Interpretable noninvasive diagnosis of tuberculous pleural effusion using LGBM and SHAP: development and clinical application of a machine learning model.

Abstract

Background: Tuberculous pleural effusion (TPE) is a prevalent tuberculosis complication, with diagnosis presenting considerable challenges. Timely and precise identification of TPE is vital for effective patient management and prognosis, yet existing diagnostic methods tend to be invasive, lengthy, and often lack sufficient accuracy. This study seeks to design and validate an interpretable machine learning model based on routine laboratory data to enable noninvasive and rapid TPE diagnosis.

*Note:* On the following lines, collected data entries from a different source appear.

PR #352, opened 2024-04-16
✅ RawFileChangerTest Allows Tests to Specify "No Changes" Case

gilday:
The `LLMVerifyingCodemodTestMixin` and `CodemodTestMixin` types allow the test author to specify cases where the codemod should not act on a file. This change adds the same capability to the `RawFileChangerTest` fixture.

Also, this enhances the test fixture to detect the case where the user has improperly set-up their test.

/towards ISS-834

### DIFF
--- a/framework/codemodder-testutils/src/main/java/io/codemodder/testutils/RawFileCodemodTest.java
+++ b/framework/codemodder-testutils/src/main/java/io/codemodder/testutils/RawFileCodemodTest.java
@@ -93,7 +93,12 @@ public interface RawFileCodemodTest {
     assertThat(result.getReferences(), is(not(empty())));
 
     final var modifiedFile = Files.readString(tmpFilePath);
-    assertThat(modifiedFile, equalTo(Files.readString(filePathAfter)));
+    if (filePathAfter == null) {
+      // lack of an after file indicates that the before file should be unchanged
+      assertThat(modifiedFile, equalTo(Files.readString(filePathBefore)));
+    } else {
+      assertThat(modifiedFile, equalTo(Files.readString(filePathAfter)));
+    }
     Files.deleteIfExists(tmpFilePath);
   }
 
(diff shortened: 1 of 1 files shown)


framework/codemodder-testutils/src/main/java/io/codemodder/testutils/RawFileCodemodTest.java
```diff
@@ -110,23 +115,31 @@ private void verifyCodemod(
...
+    final Map<String, Path> afterFilesMap;
+    try (final var files = Files.list(testResourceDir)) {
+      afterFilesMap =
+          files
+              .filter(file -> file.getFileName().toString().endsWith(".after"))
+              .collect(Collectors.toMap(RawFileCodemodTest::trimExtension, f -> f));
+    }
+    if (allBeforeFiles.isEmpty()) {
+      throw new IllegalArgumentException("No .before files found in " + testResourceDir);
+    }
```
gilday, line 142: Added this check, because I was stuck trying to figure out why my test was passing when I expected it to fail, and it had to do with an incorrect directory structure in `src/test/resources`.

framework/codemodder-testutils/src/main/java/io/codemodder/testutils/RawFileCodemodTest.java
```diff
@@ -110,23 +115,31 @@ private void verifyCodemod(
...
+      allBeforeFiles =
+          files.filter(file -> file.getFileName().toString().endsWith(".before")).toList();
+    }
+    final Map<String, Path> afterFilesMap;
+    try (final var files = Files.list(testResourceDir)) {
+      afterFilesMap =
+          files
+              .filter(file -> file.getFileName().toString().endsWith(".after"))
+              .collect(Collectors.toMap(RawFileCodemodTest::trimExtension, f -> f));
+    }
```
gilday, line 139: `Files.list` must be closed to avoid leaks.

nahsra (approved):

Methods: A multicenter prospective study was conducted across China between January 2021 and September 2024, enrolling 963 patients. The derivation cohort, comprising 763 patients, was employed for model training and internal validation, while 200 patients formed the external validation cohort. The model was built upon 18 routine laboratory parameters, including pleural fluid and serum biomarkers, with multiple machine learning (ML) algorithms evaluated. Light gradient boosting machine (LGBM) emerged as the top-performing model. Shapley Additive exPlanations (SHAP) analysis assessed feature importance and interpretability. Model performance was evaluated via area under the curve (AUC) and accuracy metrics.

Results: Of the 10 ML models compared, LGBM demonstrated superior performance. Feature importance analysis identified 11 key variables, leading to constructing a highly interpretable LGBM model. The model achieved an AUC of 0.9454 in internal validation and 0.9262 in external validation, showcasing strong robustness and generalizability. SHAP analysis enhanced interpretability by highlighting each feature's contribution to prediction outcomes. This model has since been integrated into clinical practice for noninvasive, rapid TPE diagnosis. During external validation, the model achieved a sensitivity of 0.8600, specificity of 0.9056, positive predictive value of 0.8698, and negative predictive value of 0.8686, underscoring its accuracy across diverse patient cohorts.

Interpretation: This interpretable machine learning model offers a noninvasive, accurate solution for early TPE diagnosis, significantly reducing reliance on invasive procedures. The integration of SHAP ensures the model's clinical interpretability, mitigating concerns surrounding the "black-box" nature of many machine learning approaches.

Conclusions: This interpretable LGBM-based model provides a reliable, noninvasive tool for TPE diagnosis. It supports clinical decision-making with real-time risk assessment and promises broader applicability through future integration into clinical information systems.